Yehudit told a delightful anecdote about the long arm of coincidence.
In England, from where the Collins family made aliya, a teacher in their son’s class, when he was around nine years old, asked all the children to write the names and birth dates of their fathers. In the old country, Chaim, like the late president Chaim Herzog, was known as Vivian. His son duly wrote down Vivian Collins, born February 29, 1932. The boy next to him also wrote “Vivian Collins, born February 29, 1932.”
This made the teacher angry, because she was sure that one of the two boys was cheating. In fact, neither was. The odds that both boys would have fathers born on February 29 with the same unusual name were astronomical, yet proof that there’s always an exception to the rule.
It was the name Vivian that led to Chaim and Yehudit getting married.
They had known each other for most of their lives and were close friends. One day, when he was looking a little down in the mouth, she asked what was wrong, and he told her that his social life had taken a downturn. She had a steady boyfriend at the time, and the romance was quite serious, but she felt sorry for her friend, so the next time she and her boyfriend were going somewhere special, she asked if she could bring her friend Vivian along. The boyfriend agreed and even brought a friend of his to make it a double date.
The problem was that the boyfriend had not realized Vivian was not Vivienne, and he was very cross that his girlfriend had been so concerned for Vivian’s well being. “If you care that much about him, you can marry him instead of me,” he told her angrily. That was the beginning of the end of their relationship, and a few months later, she did indeed marry Vivian.
Among the Post staffers who attended the Collins birthday party was Alexander Zvielli, the Post archivist who will soon be celebrating his 91st birthday but betrays no sign of his biological age. His back is straight, his wrinkles are few and his mind is as clear as a bell, with both his long-term and short-term memories completely on track. Zvielli, who writes a daily column based on the newspaper’s archives, has worked at the Post for more than 65 years.
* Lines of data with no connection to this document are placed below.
PR #35, opened 2020-08-28
Fix to LightSource module

PetrilloAtWork:
The `LightSource` module generates photons at specific points of the world.
The points can be specified by a text file, and each line of the text file will determine a volume and generate photons in there for the event. The next event will read the parameters from the next line of the text file, and so on.
When the text file is over, if further events are requested the module is supposed to start over with the settings at the beginning of the file, and then move on from there.

The wrap action at the end of the file was buggy so that the generation point for the first event after wrapping would be taken from uninitialised memory, while the other parameters would be unchanged. The next event would then correctly read the _first_ line of the steering file.

The bug has been fixed.

I have not investigated when this bug was introduced. My suspicion is that before my last changes, the bug was there but would effectively use the entire set of parameters from the previous event (no uninitialised memory access), hiding the issue and, in case of a single line in the steering file, producing the expected result.

Note: the branch is still based on `v08_62_01`. If this causes merge issues, please let me know and I'll try a port.


lgarren:
@PetrilloAtWork  Indeed, this PR contains merge conflicts.  Please rework it carefully for larsoft v09.

PetrilloAtWork:
It turns out the conflicts are caused by code alignment changes confusing GIT.
I'll provide a fixed branch soon.

PetrilloAtWork:
I believe I have fixed the conflicts.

■ NOTWITHSTANDING THE treacherous weather, guests attending the wedding of Lahav Harkov and Natan Levine drove to Modi’in from many parts of the country. The groom will never have an excuse for forgetting a wedding anniversary, even though it will come around only once every four years. After all, how could one forget a February 29 wedding? The ceremony was performed by Rabbi Ronen Neuwirth of the Ohel Ari congregation in Ra’anana. The bride, who was escorted to the bridal canopy by her parents, Chen and Anderson Harkov, looked radiant in her mother’s original classic white wedding gown, trimmed with beads and lace. She carried a pink bouquet in the same shade as the floor-length gowns worn by her bridesmaids. The groom is the son of South African immigrants Jennifer and Anthony Levine.
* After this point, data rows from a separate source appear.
PR #36, opened 2020-08-29
add a hit time RMS for IDE finding

wenqiang-gu:
When searching for IDE from a Hit, the default time start is defined as `hit->PeakTimeMinusRMS()` in MCCheater::BackTracker. However, both the longitudinal and transverse diffusion will broaden the hit width in a more realistic simulation. As a result, 1-RMS is not enough to cover all charges of an IDE. I suggest that we can change this time window in the configuration. The default value is still 1-RMS, while we suggest 3.5-RMS when it's necessary.

To chnge the default value, please add this line to your fhicl: 
`services.BackTrackerService.BackTracker.HitTimeRMS: 	      3.5`


yangtj207:
trigger build

yangtj207:
trigger build

yangtj207:
+1

knoepfel:
approve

The bride’s grandfather Eliezer Kornreich, a renowned cantor who served at the SAJ in Manhattan for nearly three decades, then at Temple Bet Torah in Ocean New Jersey, and who currently serves at Temple Beth El in Hackensack, New Jersey, sang the seven blessings.
The bride, a conscientious journalist, was working almost to the last minute making sure that what she could not do in the midst of her wedding preparations was being done by one of her colleagues.
The invitation specified formal attire, and most of the guests complied, weather notwithstanding.
Contrary to the usual situation in which the musical background is so loud that people cannot converse because they can’t hear themselves think, the clarinetist who provided the dinner music was loud enough to be heard, but soft enough to allow for social chitchat.